**Data entries**
PR #430, opened 2026-04-27
feat(ui): add TtydPane component

Jiahui-Gu:
## Summary
- New `src/components/TtydPane.tsx` mounts a ttyd iframe per session via `window.ccsmCliBridge`.
- Adds `src/cliBridge.d.ts` mirroring the preload `CCSMCliBridgeAPI` surface (renderer can't import from electron tree).
- No App.tsx wiring yet (W2c).

## Coordination
- Depends on: PR #428 (W1, MERGED) — uses cliBridge IPC.
- Sibling: W2b (ClaudeMissingGuide + i18n).
- Blocks: W2c (App wiring + e2e harness).

## Test plan
- [x] typecheck green (`tsc --noEmit`)
- [ ] component renders in W2c integration

### DIFF
--- a/src/cliBridge.d.ts
+++ b/src/cliBridge.d.ts
@@ -1,0 +1,40 @@
+// Renderer-side type augmentation for `window.ccsmCliBridge`. The
+// authoritative surface is defined in `electron/preload.ts` (exported as
+// `CCSMCliBridgeAPI`) but the renderer's Vite build cannot import from
+// the electron tree, so the shape is mirrored here. Keep both in sync.
+//
+// Per preload.ts: `ccsmCliBridge` is intentionally a separate namespace
+// from `window.ccsm` while the in-process SDK runner is being torn out.
+// It will fold into the main `ccsm` namespace once that work lands.
+
+type CliBridgeOpenResult =
+  | { ok: true; port: number; sid: string }
+  | { ok: false; error: string };
+
+type CliBridgeKillResult =
+  | { ok: true; killed: boolean }
+  | { ok: false; error: string };
+
+type CliBridgeAvailability =
+  | { available: true; path: string }
+  | { available: false };
+
+type TtydExitEvent = {
+  sessionId: string;
+  code: number | null;
+  signal: NodeJS.Signals | null;
+};
+
+declare global {
+  interface Window {
+    ccsmCliBridge?: {
+      openTtydForSession: (sessionId: string) => Promise<CliBridgeOpenResult>;
+      resumeSession: (sessionId: string, sid: string) => Promise<CliBridgeOpenResult>;
+      killTtydForSession: (sessionId: string) => Promise<CliBridgeKillResult>;
+      checkClaudeAvailable: () => Promise<CliBridgeAvailability>;
+      onTtydExit: (handler: (e: TtydExitEvent) => void) => () => void;
+    };
+  }
+}
+
+export {};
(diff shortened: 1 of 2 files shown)


Jiahui-Gu (commented):
## R2a Review

- Iframe-only renderer pane matches the locked Q3 architecture (ttyd spawns claude directly; renderer is just a viewport). Correct.
- Type-aug duplication via `src/cliBridge.d.ts` follows the **existing** pattern in `src/global.d.ts` (which also hand-mirrors electron types behind a "keep in sync" comment because the Vite renderer build can't reach the electron tree). Not a divergence; consistent with precedent.
- `Props = { sessionId: string }` matches the convention used by `InputBar`, `QuestionStickyHost`, `ContextPieChip`. Correct primitive choice.
- Hardcoded English placeholders are flagged as temporary in the file header docstring (W2c will i18n-ize). Acceptable, though I'd recommend the **PR body** also mention this explicitly so the deferral is visible at merge time.
- Scope is minimal — single component + single type aug. Nothing to split further.

### Layer 2 (impl)
- Lifecycle: `useEffect([sessionId])` opens new sid; cleanup closure captures `prevSid = sessionId` and kills it. Effect cleanup runs before next effect, so kill-of-prev → open-of-next ordering is correct. No window of double-ownership in renderer state.
- Race: `activeSidRef` guards both the openTtydForSession resolve path and the catch path. Stale resolves are correctly suppressed. Good.
- Iframe: no explicit `key={sessionId}`. Since `src` changes with sessionId React will reload the iframe, BUT this leaves the same `<iframe>` DOM node in place — some browsers reuse the connection / leave the old ttyd websocket dangling momentarily. **Recommend adding `key={sessionId}`** to force a clean unmount/remount on switch. Minor but free.
- onTtydExit: subscribed once with `[]` deps, reads `activeSidRef.current` for filtering, returns `unsubscribe`. Correct.
- Retry button: calls `open(sessionId)` directly, doesn't depend on sessionId change. Correct.
- Type aug: matches preload exactly (including the `resumeSession` extra method that `TtydPane` doesn't use yet). ✓
- No setInterval / no Map / no leak surface beyond the two subscriptions, both cleaned up.
- a11y: iframe has `title={`ttyd session ${sessionId}`}`. ✓
- **Tailwind palette divergence (nit)**: uses raw `text-neutral-400`, `bg-neutral-800`, `text-red-400`, `bg-black`, `border-neutral-700`, `ring-neutral-400`. Rest of the codebase uses design tokens like `text-fg-secondary`, `bg-bg-hover`, `border-border-subtle`, `ring-accent`. Classes will render (Tailwind core defaults), but this won't theme-switch with the rest of the UI. W2c is going to touch styling anyway, so OK to defer — flagging so it's not forgotten.

### Cross-check
- type aug matches preload (electron/preload.ts:484-498): ✓
- typecheck: ✓ for this PR's files. The only error is a pre-existing `react-virtuoso` missing-module error in `src/components/ChatStream.tsx`, unrelated to this PR.
- Files touched: exactly the 2 reported (`src/cliBridge.d.ts`, `src/components/TtydPane.tsx`). ✓
- Base: `working`. ✓

### Verdict
**APPROVE** (with two non-blocking nits for W2c follow-up)

Nits:
1. Add `key={sessionId}` to the iframe to force clean remount on session switch.
2. Swap raw `neutral-*` / `red-*` / `bg-black` for the project's design tokens when W2c does the styling pass.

**WORK ORDER**
The lines you need are those containing "only"; find them in the records and copy them.

**OUTPUT BELOW**
- Iframe-only renderer pane matches the locked Q3 architecture (ttyd spawns claude directly; renderer is just a viewport). Correct.
- typecheck: ✓ for this PR's files. The only error is a pre-existing `react-virtuoso` missing-module error in `src/components/ChatStream.tsx`, unrelated to this PR.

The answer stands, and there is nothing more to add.